It’s funny when you mention the webauthm pricing issue together with open source as if you actually would have checked, when self hosting bitwarden it is not paywalled so that invalidates your argument.
Nevertheless I agree that paywalling security is odd. I would have suggested other restrictions, but just pay 30 a year for your family and you can share passwords to your netflix accounts 
You’re missing my point.
[1] I never questioned the reputation or motives of Bitwarden.
Like I said, I’m a paid user, and I wouldn’t go with Bitwarden if I didn’t trust them.
[2] I also never dismissed the financial aspect.
I never said they’re not allowed to make money or should be a non-profit organization, or criticized them for being a for-profit company.
I specifically said that a strong 2FA option shouldn’t be the thing that they highlight to entice free users.

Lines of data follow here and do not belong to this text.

PR #2058, opened 2021-06-02
refactor(beta): migrate to TypeScript

### LINKED ISSUE #1506: Migrate betas.client.factory.js to TypeScript
The _Betas_ service is used to manage user access to hidden features in the codebase based on the beta flag permissions within the _user_ object. Originally slated for removal, this has found new use with sgID and should be migrated to TS.

LoneRifle:
## Problem

Closes #1506 

## Solution

- Provide test coverage via jest, crowbar-ing a mock into the angular
  global at runtime, to minimise changes to the module under test
  - Restructure `betas.client.factory` so that its functions are
    accessible both via module import and `angular.module().factory()`
- Allow the functions to take in other beta feature fields for test
  purposes, defaulting to `BETA_FEATURES_FIELD`
- Migrate betas.client.factory to the TypeScript-based BetaService


src/public/services/BetaService.ts
```diff
@@ -0,0 +1,77 @@
...
+
+export const isBetaField = (
+  fieldType: string,
+  betaFeaturesField = BETA_FEATURES_FIELD,
+): BetaFeature | undefined => {
+  return betaFeaturesField[fieldType]
+}
+
+export const userHasAccessToFieldType = (
+  user: HasBetaFlags,
```
liangyuanruo, line 68: does the frontend already have a `User` type? `HasBetaFlags` barely provides any type safety as the only property it contains is optional.

liangyuanruo (approved):
lgtm otherwise!

src/public/services/BetaService.ts
karrui: not yet, will have once I refactor auth controller in the client

LoneRifle: Hang on, isn't there an `IUser` type?

PR #2061, opened 2021-06-03
refactor(formApiClientFactory): rearrange types

chowyiyin:
This PR is a continuation of the FormApi refactor. This PR rearranges the directory of types to remove dependencies across `src/app` and `src/public`.

## Solution
- `DuplicateFormBody`, `UpdateFormParams` and `PublicFormViewDto` were shifted to `types/api/form.ts`
- `IPossiblyPrefilledField` was shifted to `types/field/myinfoField.ts`
- `EditFormFieldParams` was shifted to `types/api/field.ts`


src/public/services/CreateFormService.ts
```diff
@@ -0,0 +1,38 @@
+import axios from 'axios'
```
mantariksh, line 1: this file and the corresponding tests are not supposed to be in here right?

mantariksh (changes requested):

mantariksh (approved):

PR #2764, opened 2021-09-09
feat(react): allow markdown usage, other useToast functions in toasts

karrui:
## Problem

Some toasts require something like links to be appended. This PR adds the capability to Toasts, much like on Banners and InlineMessage components

ChakraUI's default useToast hook also has quite a few toast-related functions, which should also be exposed by our custom hook. This PR also adds the relevant hook functions into our custom hooks.

A new story has been added for markdown usage in toasts

### DIFF
--- a/frontend/src/components/Toast/Toast.tsx
+++ b/frontend/src/components/Toast/Toast.tsx
@@ -15,7 +15,7 @@ import {
 import { BxsCheckCircle, BxsErrorCircle } from '~assets/icons'
 import { useMdComponents } from '~hooks/useMdComponents'
 
-type ToastStatus = 'danger' | 'success' | 'warning'
+export type ToastStatus = 'danger' | 'success' | 'warning'
 
 export interface ToastProps
   extends Omit<
--- a/frontend/src/components/Toast/Toast.tsx
+++ b/frontend/src/components/Toast/Toast.tsx
@@ -1,5 +1,6 @@
-import React from 'react'
+import { useMemo } from 'react'
 import { BiX } from 'react-icons/bi'
+import ReactMarkdown from 'react-markdown'
 import {
   Alert,
   AlertDescription,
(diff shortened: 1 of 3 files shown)


frontend/src/components/Toast/Toast.tsx
```diff
@@ -44,13 +52,38 @@ export const Toast = ({
...
+  const mdComponents = useMdComponents(styles)
+
+  const descriptionComponent = useMemo(() => {
+    // ReactMarkdown requires children to be of string type. If description is
+    // not a string, return description as is.
+    if (!description || !useMarkdown || typeof description !== 'string')
+      return description
+    return (
+      <ReactMarkdown components={mdComponents}>{description}</ReactMarkdown>
+    )
```
mantariksh, line 69: wondering if we should extract this into its own component?

frontend/src/hooks/useToast.ts
```diff
@@ -1,41 +1,71 @@
...
 
 // onClose is provided by the chakra hook and should not be exposed to clients
-export type UseToastProps = Omit<ToastBehaviourProps & ToastProps, 'onClose'>
+export type UseToastProps = Omit<
+  ToastBehaviourProps & ToastProps,
+  'onClose' | 'status'
+> & { status?: ToastStatus }
 
-type UseToast = (
-  // NOTE: Chakra's toast status is different from ours, hence we need to omit it for type compatibility
```
mantariksh, line 19: should we retain this comment for `UseToastProps`?

frontend/src/components/Toast/Toast.tsx
karrui: I think its fine, since mdComponents has the possibility to be unique with its given styles

frontend/src/hooks/useToast.ts
karrui: resolved in 92281db

tshuli (approved):
lgtm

[3] I also never said regional pricing is a common thing.
I was talking about regional pricing in regard to accessibility of Bitwarden and its many features for many people around the world.
[3] Paywalling security is just unusual and seems inconsistent with the aim of providing a highly secure password manager (though not in any way a dealbreaker for me).
This is especially true when competitor like Psono doesn’t paywall a strong 2FA option.
Pointing this out is not an attack on Bitwarden as a product or company.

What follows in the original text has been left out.